# What is being asked
Pull out each line of the records holding the string "verified".

# Source data
============================================================

PR #1672, opened 2026-05-14
feat(web): enable mid-chat design system switching (#498)

### LINKED ISSUE #498: feat(web): enable mid-chat skill and design system switching via import menu
## Summary

Enable the **"Skills and design systems"** import menu item in `ChatComposer`, allowing users to switch the active design system or skill during a chat session.

## Current state

- The import menu has 6 items; "Skills and design systems" is disabled (SOON badge, no click handler)
- Projects are created with a `skillId` and `designSystemId` — fixed at creation time, no way to change mid-project
- "Link code folder" was recently implemented (#455), proving the pattern for enabling import menu items

## Proposed behavior

Clicking **"Skills and design systems"** opens an inline picker inside the import menu:

### 1. Switch active design system
- Show a compact design system picker (same data source as project creation, grouped by category)
- Selecting a new design system calls `PATCH /api/projects/:id` with the new `designSystemId`
- The next chat message uses the updated `DESIGN.md` in `composeDaemonSystemPrompt`
- A small toast confirms the switch

### 2. Switch active skill
- Show a compact skill picker (grouped by mode)
- Selecting a new skill calls `PATCH /api/projects/:id` with the new `skillId`
- The next chat message uses the updated `SKILL.md` body

**No backend changes needed** — `PATCH /api/projects/:id` already accepts `skillId` and `designSystemId`, and `composeDaemonSystemPrompt` re-reads them on every chat run.

## Technical approach

**Frontend only:**
- `ChatComposer.tsx`: enable the "Skills and design systems" `ImportItem`, add an `onClick` handler
- Inline picker: a two-tab mini-dropdown (Design Systems | Skills) with search/filter
- On select: call `patchProject(id, { designSystemId })` or `patchProject(id, { skillId })`
- Reuse the picker component from the management page proposed in #497

## Open questions

1. **Replace vs. append?** This proposal replaces the active DS/skill. An alternative is keeping the current one as a reference and appending the new one — but that's more complex and increases token usage. Suggest replace-only for v1.
2. **Skill switching mid-project?** Changing skills mid-project can confuse the agent if the previous skill produced artifacts in a different format (e.g., switching from `prototype` to `deck`). Should this show a warning?
3. **Scope of first PR?** Suggest design-system switching only as v1 — it's the most common use case ("I want to see this with a different brand") and has zero risk of format incompatibility.

## Relation

Depends on the management page (#497) for the browse/picker component. Can be implemented as a separate PR after #497 lands.

bulai0408:
## Why

I picked this issue from the `/claim` queue ([open-design#498](https://github.com/nexu-io/open-design/issues/498)). The "Skills and design systems" item in the chat composer's import menu has been disabled with a "Coming soon" badge since launch, even though everything it needs already exists in the daemon: `PATCH /api/projects/:id` accepts `designSystemId` and the daemon re-reads the project's DS on every chat turn. So the only thing in the way of mid-chat DS switching was the front-end picker.

This PR ships the v1 slice the issue author proposed: **design-system switching only**. Skill switching has the cross-mode (prototype ↔ deck) compatibility open question and lands in a follow-up.

## What users will see

- The **Skills and design systems** item in the chat composer Tools popover ("⋮ → Import" section) is no longer disabled.
- Clicking it slides the popover into a scoped picker:
  - Back button + "Choose a design system" title
  - Search box (filters by title / summary / category)
  - **"None — freeform"** entry to clear the project's DS
  - DS list grouped by category, each row shows title, summary, swatches, and an "Active" tag on the currently-bound DS
- Picking an entry PATCHes the project and pops a transient toast ("Design system switched to {title}"). The next chat turn composes with the new `DESIGN.md`.
- If `/api/design-systems` fails to load, the picker shows an explicit `role="alert"` "Couldn't load design systems." banner instead of a misleading empty catalog (the "None — freeform" row stays usable).
- Disabled state is preserved when there is no active project, so the row stays "Coming soon" until a project exists.

## Surface area

- [x] **UI** — new picker view inside the ChatComposer Tools popover
- [ ] Keyboard shortcut
- [ ] CLI / env var
- [ ] API / contract — *reuses existing `PATCH /api/projects/:id`; zero daemon changes*
- [ ] Extension point
- [x] **i18n keys** — adds one new key, `chat.importDesignSystemLoadFailed`, to `i18n/types.ts` + all 18 locale files. The rest of the picker reuses the `chat.importDesignSystem*` vocabulary that was already present but unused.
- [ ] Default behavior change

## Screenshots

Posted in [this comment](https://github.com/nexu-io/open-design/pull/1672#issuecomment-4451094728): import menu entry, picker open, "Active" state, switch, post-switch confirmation.

## Bug fix verification

Not a bug fix.

## Validation

Run on `feat/498-mid-chat-ds-switch` rebased on `upstream/main` @ `d6515643`:

- `pnpm typecheck` (repo-wide) — green
- `pnpm guard` — green (residual JS, test layout, e2e layout, web test layout, tools layout, style policy, design-system token/flag parity all pass)
- `pnpm --filter @open-design/web exec vitest run -c vitest.config.ts tests/components/ChatComposer.designSystem.test.tsx` — 5/5 green
- `git diff --check upstream/main...HEAD` — clean

Tests included in this PR:

- `apps/web/tests/components/ChatComposer.designSystem.test.tsx` — 5 cases: PATCH payload shape, success-toast / parent-callback wiring, failure-toast + picker-stays-open path, registry load-failure alert state, disabled state when no project is active, no-op on re-selecting the current system.
- `e2e/ui/chat-design-system-switch.test.ts` — Playwright UI: create prototype project → open import menu → search picker → pick a different DS → re-GET `/api/projects/:id` to confirm the new `designSystemId` landed.


bulai0408:
Closing the test gaps from the original draft body. New commit (`020a94a6`):

- `apps/web/tests/components/ChatComposer.designSystem.test.tsx` — 4 cases. PATCH payload shape, success-toast / parent-callback wiring, failure-toast + picker stays-open path, disabled state when there is no active project, and no-op on a click of the current system.
- `e2e/ui/chat-design-system-switch.test.ts` — Playwright UI: create prototype project → open import menu → search picker → pick a different DS → re-GET `/api/projects/:id` and confirm the new `designSystemId` landed.

Validation run on the new HEAD (`020a94a6`, branched off `upstream/main` @ `53148d52`):

- \`pnpm --filter @open-design/web test -- tests/components/ChatComposer.designSystem.test.tsx\` — 4/4 green
- \`pnpm --filter @open-design/web test -- tests/components/ChatComposer.search.test.tsx tests/components/ChatPane.streaming.test.tsx\` — 13/13 green (no regression in adjacent suites)
- \`pnpm typecheck\` (repo-wide) — green
- \`pnpm guard\` — green
- \`pnpm exec playwright test -c playwright.config.ts --list\` — picks up the new spec under \`e2e/ui/\`

Still on the to-do before flipping ready-for-review: screenshots in the PR body and a manual \`pnpm tools-dev run web\` walk-through. No further source code changes since the v1 feature commit.

bulai0408:
1. new
mac_1778765345193

2. select
mac_1778765364389

3. check
mac_1778765383571

4. change
image

5. check
mac_1778765427878

@qiongyu1999 you can check these screenshots

bulai0408:
Updated to address [Codex's pre-review findings](https://github.com/nexu-io/open-design/issues/1) and the resulting merge conflict against `main`. Branch rebased on `upstream/main` @ `7c9e6202`.

**Conflict resolution**

- `apps/web/src/index.css` had two copies of the `.composer-ds-picker*` rules (one inserted near line 12873 during a polish pass, one appended near the bottom of the file at ~19170 from the original feature commit). The trailing duplicate is dropped; the polished version at line 12873 is the single source of truth now.

**Codex blocker fixes**

- `e2e/ui/chat-design-system-switch.test.ts` — `fetchCurrentProject()` was extracting the **conversation id** out of `/projects/:projectId/conversations/:conversationId` via `url.pathname.split('/').pop()`. The subsequent `/api/projects/:id` GET 404'd, so the spec never actually verified that PATCH landed. Switched to the same `url.pathname.match(/\/projects\/([^/]+)/)` pattern used by `project-management-flows.test.ts` and `entry-configuration-flows.test.ts`. Throws a clear error if the route shape ever drifts again.
- Same file — removed the trailing blank line so `git diff --check origin/main...HEAD` is clean.

**Re-validation on `d41da236`**

- `pnpm guard` — green
- `pnpm typecheck` (repo-wide) — green
- `pnpm --filter @open-design/web exec vitest run -c vitest.config.ts tests/components/ChatComposer.designSystem.test.tsx` — 4/4 green
- `git diff --check` — clean

The branch is now 2 commits ahead of `upstream/main` (feature + tests) with no merge / whitespace / dup issues. Ready for another pass when reviewers have time.

apps/web/src/components/DesignSystemSwitchPicker.tsx
```diff
@@ -0,0 +1,184 @@
...
+}: Props) {
+  const [items, setItems] = useState<DesignSystemSummary[] | null>(null);
+  const [query, setQuery] = useState('');
+  const [pendingId, setPendingId] = useState<string | null | 'none'>(null);
+
+  useEffect(() => {
+    let cancelled = false;
+    void fetchDesignSystems().then((list) => {
+      if (!cancelled) setItems(list);
+    });
```
nettee, line 50: `DesignSystemSwitchPicker` currently can't distinguish `"the registry really has no items"` from `"/api/design-systems failed to load"`. `fetchDesignSystems()` already normalizes non-OK responses to `[]`, and this effect stores that array directly in `items`, so the render path below falls through to the normal picker UI instead of surfacing an error. In the common empty-query case that means the user only sees the `None — freeform` row, which hides a broken integration and makes the catalog look legitimately empty. Please track an explicit load-error state here, render an inline failure/disabled state when the initial fetch fails, and add a regression test that rejects or returns 500 for the initial list load.

nettee (changes requested):
Thanks for pushing this feature forward. I found one blocking issue in the new picker flow that should be fixed before merge.


apps/web/src/components/DesignSystemSwitchPicker.tsx
bulai0408: Fixed in `208476d4`.

Added a discriminated `fetchDesignSystemsResult()` in `providers/registry.ts` that preserves the fetch outcome (`{ ok: true, designSystems }` vs `{ ok: false }`) instead of collapsing failures into `[]`. The picker now tracks an explicit `loadError` state and renders a dedicated `role="alert"` banner — `data-testid="composer-ds-picker-load-error"` with the new localized copy `chat.importDesignSystemLoadFailed` ("Couldn't load design systems.") — in place of the catalog rows when the initial fetch fails. The "None — freeform" row stays clickable in that state so users can still clear their DS while the catalog is unreachable.

The existing `fetchDesignSystems()` is kept as a thin wrapper over the new helper so callers that intentionally want the silent-empty fallback (`NewProjectPanel`, etc.) keep their current contract.

Regression test added as the 5th case in `apps/web/tests/components/ChatComposer.designSystem.test.tsx` — mocks `fetchDesignSystemsResult` to `{ ok: false }`, asserts the alert banner renders with the localized copy and `role="alert"`, asserts the catalog rows are suppressed, and asserts no PATCH / toast / parent-callback fires. The existing four cases were updated to mock `fetchDesignSystemsResult` to match the picker's new dependency.

i18n: new key added to all 18 locale files + `i18n/types.ts` with hand translations.

Re-validation: `pnpm guard`, `pnpm typecheck` (repo-wide), and the 5/5 picker tests all green; `git diff --check` clean.

bulai0408:
@nettee thanks for the catch. Addressed the blocking review feedback in `208476d4` and replied inline at the comment thread — short version:

- `DesignSystemSwitchPicker` no longer accepts the silent-empty fallback from `fetchDesignSystems()`. Picker now consumes a new discriminated `fetchDesignSystemsResult()` helper that returns `{ ok: false }` on non-OK / network failure.
- New `loadError` state renders a `role="alert"` banner (`data-testid="composer-ds-picker-load-error"`) with localized copy `chat.importDesignSystemLoadFailed` in place of the catalog rows. The "None — freeform" row stays clickable so the freeform escape works even when the catalog is unreachable.
- New regression test added: 5th case in `ChatComposer.designSystem.test.tsx` rejects the initial list load and asserts the alert renders + catalog rows suppressed + no PATCH/toast.
- i18n: new key added to `i18n/types.ts` and all 18 locale files with hand translations.

`pnpm guard`, `pnpm typecheck` (repo-wide), `git diff --check`, and the 5/5 picker tests all green on `208476d4`.

Ready for another look when you have a moment.

bulai0408:
@lefarcen @nettee  pr is ready

lefarcen:
Hey @bulai0408! 👋

Thanks for the ping — you've put a lot of careful work into this and it shows.

Two things are still in flight before we can merge:

1. **@nettee re-review** — their earlier review was against the old head (`d41da236`). They need to revisit `208476d4` to confirm the error-state fix looks good. They're already assigned and your earlier @-mention should have reached them.

2. **Product review** — @qiongyu1999 is reviewing the picker interaction (she has the screenshots). Her sign-off is required for UI features before merge.

Nothing blocking on the maintainer coordination side beyond those two. Once both come through, we'll move fast. ✨

apps/web/src/components/DesignSystemSwitchPicker.tsx
```diff
@@ -0,0 +1,203 @@
...
+    const byCategory = new Map<string, DesignSystemSummary[]>();
+    for (const it of matches) {
+      const arr = byCategory.get(it.category) ?? [];
+      arr.push(it);
+      byCategory.set(it.category, arr);
+    }
+    return Array.from(byCategory.entries()).sort(([a], [b]) => a.localeCompare(b));
+  }, [items, query]);
+
+  const showNoneRow = query.trim().length === 0;
```
nettee: When the search box is non-empty, this `showNoneRow` guard hides the `None — freeform` action entirely. That breaks part of the new failure-state contract: the PR body and the resolved review thread both say users should still be able to clear the project's design system while `/api/design-systems` is failing, but after typing any query the `loadError` branch at lines 142-149 is left with no clickable fallback row. Please keep the freeform row visible during `loadError` (or always visible and let it filter independently), and add a regression test that types into the search box before asserting the fallback row is still usable.

nettee (commented):
Thanks for addressing the load-failure case. I found one follow-up in the new picker flow that should be tightened before we rely on this UX contract more broadly.


apps/web/src/components/DesignSystemSwitchPicker.tsx
bulai0408: Fixed in `854e7c20`.

The freeform row is an action (clear the project DS), not a catalog entry, so it no longer hides behind a bare `query.length === 0` guard. New logic in `DesignSystemSwitchPicker.tsx`:

- It filters *independently* — visible whenever the typed query matches its own localized label/summary (`chat.importDesignSystemNone` / `…NoneSub`).
- It is **always** shown while `loadError` is set, so a broken `/api/design-systems` can never strand the user without a reachable fallback, regardless of what they typed.

```ts
const noneRowMatchesQuery = useMemo(() => {
  const needle = query.trim().toLowerCase();
  if (!needle) return true;
  return (
    t('chat.importDesignSystemNone').toLowerCase().includes(needle) ||
    t('chat.importDesignSystemNoneSub').toLowerCase().includes(needle)
  );
}, [query, t]);
const showNoneRow = loadError || noneRowMatchesQuery;
```

Regression test added in `ChatComposer.designSystem.test.tsx` ("keeps the freeform fallback row usable after typing a query when the catalog fails to load"): mounts under `fetchDesignSystemsResult → { ok: false }`, types a non-matching query into the search box, then asserts the `composer-ds-picker-item-none` row is still enabled and still PATCHes `{ designSystemId: null }`.

Validated: `pnpm guard`, `pnpm typecheck` (repo-wide), and `apps/web` picker suite (6/6) all green. Branch rebased onto latest `upstream/main` (`6bf865a4`) before the push.

apps/web/src/components/ChatComposer.tsx
```diff
@@ -820,6 +837,25 @@ export const ChatComposer = forwardRef<ChatComposerHandle, Props>(
...
+      title: string | null,
+    ): Promise<boolean> {
+      if (!projectId) return false;
+      if (designSystemId === currentDesignSystemId) return true;
+      const result = await patchProject(projectId, { designSystemId });
+      if (!result) {
+        onShowToast?.(t('chat.importDesignSystemFailed'));
+        return false;
+      }
+      onActiveDesignSystemChange?.(designSystemId);
```
nettee: `patchProject()` already gives this flow the fully patched `Project`, but the new callback only forwards `designSystemId`, so `ProjectView` reconstructs local state from the stale `project` prop and drops server-owned fields from the PATCH response. In practice the daemon bumps `updatedAt` on project PATCHes, so the client stays immediately stale after a switch and any recent-project / last-updated UI can lag until some later refresh. Please plumb the full patched project back through this callback (or update the parent directly from `result`) instead of rebuilding from `{ ...project, designSystemId }`.

e2e/ui/chat-design-system-switch.test.ts
```diff
@@ -0,0 +1,157 @@
...
+  await page
+    .getByTestId('composer-ds-picker-search')
+    .fill('editorial');
+  await page.getByTestId('composer-ds-picker-item-editorial-noir').click();
+
+  // The composer closes the popover on a successful switch, so the
+  // picker disappears and the project mirrors the new DS.
+  await expect(page.getByTestId('composer-ds-picker')).toHaveCount(0);
+
+  const after = await fetchCurrentProject(page);
```
nettee, line 145: This spec says it verifies that the subsequent chat turn uses the switched design system, but the assertions stop after re-fetching `/api/projects/:id` and never send a turn. That means the test still passes if persistence works but the first post-switch run is composed from stale in-memory state. Please extend the scenario to submit a chat turn and assert the outbound run/request carries `designSystemId: "editorial-noir"` (or otherwise prove the next turn used the switched DS), so the regression boundary matches the behavior the PR body promises.

nettee (commented):
Thanks for the follow-up. I found two merge-safe issues worth tightening before we rely on this flow and its regression coverage more broadly.


apps/web/src/components/ChatComposer.tsx
bulai0408: Fixed in `3fa8f37e`. `onActiveDesignSystemChange` now forwards the full patched `Project` returned by `patchProject()` instead of just `designSystemId`, and `ProjectView` replaces its mirror wholesale (`onProjectChange(updatedProject)`) rather than rebuilding `{ ...project, designSystemId }`. Server-owned fields like `updatedAt` are preserved now. Threaded through ChatComposer → ChatPane → ProjectView; the `ChatComposer.designSystem.test.tsx` assertions moved to `expect.objectContaining({ ..., updatedAt })` so an id-only regression is caught.

e2e/ui/chat-design-system-switch.test.ts
bulai0408: Fixed in `3fa8f37e`. The spec now sends a chat turn after the switch: it stubs `POST /api/runs` (+ the run SSE), submits a prompt via the composer, waits for the run-create request, and asserts the captured body carries `designSystemId: "editorial-noir"`. If the composer ever composes the next turn from stale in-memory state, that assertion fails.

bulai0408:
@nettee @lefarcen fixed

bulai0408:
@qiongyu1999 — product context below. (Screenshots / screen recording still need a GUI capture pass on the maintainer side; the written walkthrough here should unblock the product-direction review in the meantime.)

## Intended user experience

A user is mid-conversation in a project — they've already built several iterations of a prototype or deck with the agent. Today the design system (the brand `DESIGN.md`) is locked at project-creation time; there is no in-session way to change it.

With this PR:

1. In the chat composer they open the **Tools** popover (the control left of the input) → **Import** tab.
2. The **"Skills and design systems"** row — previously disabled with a "Soon" badge — is now active. Clicking it slides the same popover over to an inline design-system picker: no modal, no navigation away from chat.
3. The picker shows a back affordance, a search box, and the workspace's design systems grouped by category — the **same catalogue and data source as the New Project panel**, so it's already familiar. The project's current DS carries an "Active" tag; a **"None — freeform"** row lets the user drop the DS entirely.
4. Picking a row PATCHes the project and pops a transient toast ("Design system switched to …"); the popover closes.
5. **The next chat turn is composed with the new `DESIGN.md`** — so the user can say "now show me this in the Editorial brand" → switch → "redo the hero", and the agent rebuilds against the new brand in the same conversation, keeping all prior context.

Edge states are deliberate: no active project keeps the row disabled; a failed `/api/design-systems` load shows an explicit error with the "None — freeform" clear still reachable; a failed PATCH keeps the picker open with an error toast for retry.

## Product rationale

The friction this removes: **`designSystemId` is fixed at project creation.** The single most common reason a user wants to change it — *"I like this layout, what does it look like in our other brand?"* (issue #498 names this as the primary use case) — currently forces them to **start a brand-new project and abandon the conversation history and iterations** they just built. That is a real break in the core "explore a design" loop.

Everything needed already exists server-side: `PATCH /api/projects/:id` accepts `designSystemId`, and `composeDaemonSystemPrompt` re-reads it on every chat run. The only missing piece was the front-end entry point — the menu item shipped disabled as a placeholder. So this is a low-risk unlock of latent capability, not new system behavior.

Scope is deliberately **design-system switching only** for v1. Skill switching is held back because changing a skill mid-project can strand artifacts produced in an incompatible format (e.g. prototype → deck); that needs a compatibility warning and is tracked as v2. DS switching has no such format-incompatibility risk — it only swaps brand tokens / prose — so it is the safe, high-value first slice.

## Expected impact

- **Who benefits:** anyone iterating on a prototype or deck who wants to compare brands or correct a wrong DS choice at creation — i.e. the central design-exploration audience, not a niche.
- **Behavior change:** purely additive. A previously-disabled menu item becomes functional; nothing existing changes. Projects that never open the picker behave identically.
- **Surface / risk:** front-end only — zero daemon or contract changes, zero new dependencies. The PATCH path is the same one project rename and custom-instructions already use.
- **Reversibility:** fully reversible in-session — re-open the picker and switch back, or pick "None — freeform". No destructive action; existing artifacts are untouched, since the new DS only affects subsequent turns.

Happy to adjust scope or framing if the product call lands differently.

bulai0408:
@nettee could you please refresh your review when you have a moment? After the 2026-05-19 rebase the PR head is now `b20dbdaa`; all CI checks are green, and `qiongyu1999` has approved from the product side. Your 2026-05-17 inline review was against the now-superseded head `854e7c20`, so the PR is still showing `CHANGES_REQUESTED` even though the branch has moved on.

bulai0408:
Rebased onto `upstream/main` @ `590cfcb4` (`fix(daemon): run Trae CLI ACP with yolo (#2856)`).

### Conflict resolution

Three conflicts, all in the prop-plumbing for the new mid-chat DS switcher (commits 1 and 5). All resolved by taking both sides; no behavior or contract changes.

- `apps/web/src/components/ChatComposer.tsx` x2 — upstream added `footerAccessory` to the same props interface where this PR added `currentDesignSystemId` / `onActiveDesignSystemChange` / `onShowToast`. Kept both prop sets in the interface declaration and in the destructured signature.
- `apps/web/src/components/ChatPane.tsx` — same shape (`composerFooterAccessory` from upstream alongside the DS-switcher trio), plus the `../types` import line which now imports both `DesignSystemSummary` (HEAD) and `Project` (this PR's commit `b20dbdaa`).

`ProjectView.tsx` and all 18 locale files + `i18n/types.ts` auto-merged cleanly.

### Review threads

All four review threads from @nettee were already addressed pre-rebase. The fix SHAs have been preserved through the rebase as their new equivalents:

- Distinguish empty registry from `/api/design-systems` load failure (`208476d4` → `3154a291`).
- Keep "None — freeform" reachable when registry load fails and a search query is typed (`854e7c20` → `a75bb373`).
- Forward full patched `Project` from `patchProject()` (`3fa8f37e` → `7f9e1620`).
- e2e spec submits a chat turn and asserts `POST /api/runs` body carries the switched `designSystemId` (also `3fa8f37e` → `7f9e1620`).

### Validation (post-rebase, on `7f9e1620`)

- `pnpm install` — green
- `pnpm guard` — green
- `pnpm typecheck` (repo-wide) — green
- `pnpm --filter @open-design/web test` — **225 files / 2108 tests passed**. First run flaked on an unrelated unhandled rAF callback in `SettingsDialog.execution.test.tsx` → `DesignSystemsSection.tsx#scrollIntoView`; the file itself passes 83/83 in isolation and a clean second run was 2108/2108 green with zero errors. Pre-existing upstream flake, not introduced by this PR.
- `pnpm --filter @open-design/daemon test` — **268 files / 3184 passed | 1 skipped | 4 todo**.
- PR-specific `tests/components/ChatComposer.designSystem.test.tsx` — 6/6 green.

@nettee please take another look.

leilei926524-tech:
Hi @bulai0408!

This PR looks quiet for a bit, so I'm checking in to make sure it doesn't get stuck.

If you are waiting on review, feedback, or a specific unblock from the team, feel free to say so here. If faster coordination helps, you can also drop into our contributors channel in Discord:
https://discord.gg/3C6EWXbdQQ

We want to help move this forward instead of letting it stall.

lefarcen:
Hey @bulai0408 — quick heads-up on where things stand: GitHub is currently showing the branch as **conflicting with `main`** (`mergeable: false`). The conflict likely emerged after your May 25 rebase as new commits landed upstream — which is why @nettee's re-review hasn't kicked off yet (reviewers typically wait for a clean diff).

Once you rebase onto the latest `main` and push, @nettee and @Eli-tangerine can do their final pass on a stable diff. Everything else is in good shape — CI is green and the feature logic is solid. 🙌

bulai0408:
Rebased onto latest upstream/main and pushed head e471c0448. Merge conflicts are gone, the PR is mergeable again, and the CI/visual checks on the new head are green. @nettee @Eli-tangerine please take another look when you have a moment.

bulai0408:
Rebased onto the latest `nexu-io/main` @ `9f09d1b64` and pushed head `02a589154e`.

Current GitHub state after recompute:
- `mergeable=MERGEABLE`
- `mergeStateStatus=BLOCKED` (review gate only)
- `reviewDecision=CHANGES_REQUESTED`
- Checks: all terminal checks are `SUCCESS` or `SKIPPED` (`Browser tests`, `Build workspaces`, `Web workspace tests`, `Workspace unit tests`, `Validate Nix flake`, `Preflight`, `Validate workspace`, visual capture/verify all succeeded; daemon/runtime/placeholder jobs skipped as expected).

Review threads: the old nettee review threads are all marked resolved on GitHub. Review requests are active for @nettee, @Eli-tangerine, and @elihahah666, so the remaining blocker is fresh reviewer action on the clean, mergeable head.

nettee (approved):
@bulai0408 I re-reviewed the final head and verified the picker flow now covers the earlier gaps: the load-failure path stays observable and still leaves the freeform fallback reachable, the successful PATCH propagates the full updated project back up to the parent mirror, and the UI regression test now proves the next run request carries the switched design system. The focused unit coverage and end-to-end scenario line up with the behavior this PR promises. Nice cleanup on the follow-up fixes.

============================================================

# Exercise solution
- `e2e/ui/chat-design-system-switch.test.ts` — `fetchCurrentProject()` was extracting the **conversation id** out of `/projects/:projectId/conversations/:conversationId` via `url.pathname.split('/').pop()`. The subsequent `/api/projects/:id` GET 404'd, so the spec never actually verified that PATCH landed. Switched to the same `url.pathname.match(/\/projects\/([^/]+)/)` pattern used by `project-management-flows.test.ts` and `entry-configuration-flows.test.ts`. Throws a clear error if the route shape ever drifts again.
@bulai0408 I re-reviewed the final head and verified the picker flow now covers the earlier gaps: the load-failure path stays observable and still leaves the freeform fallback reachable, the successful PATCH propagates the full updated project back up to the parent mirror, and the UI regression test now proves the next run request carries the switched design system. The focused unit coverage and end-to-end scenario line up with the behavior this PR promises. Nice cleanup on the follow-up fixes.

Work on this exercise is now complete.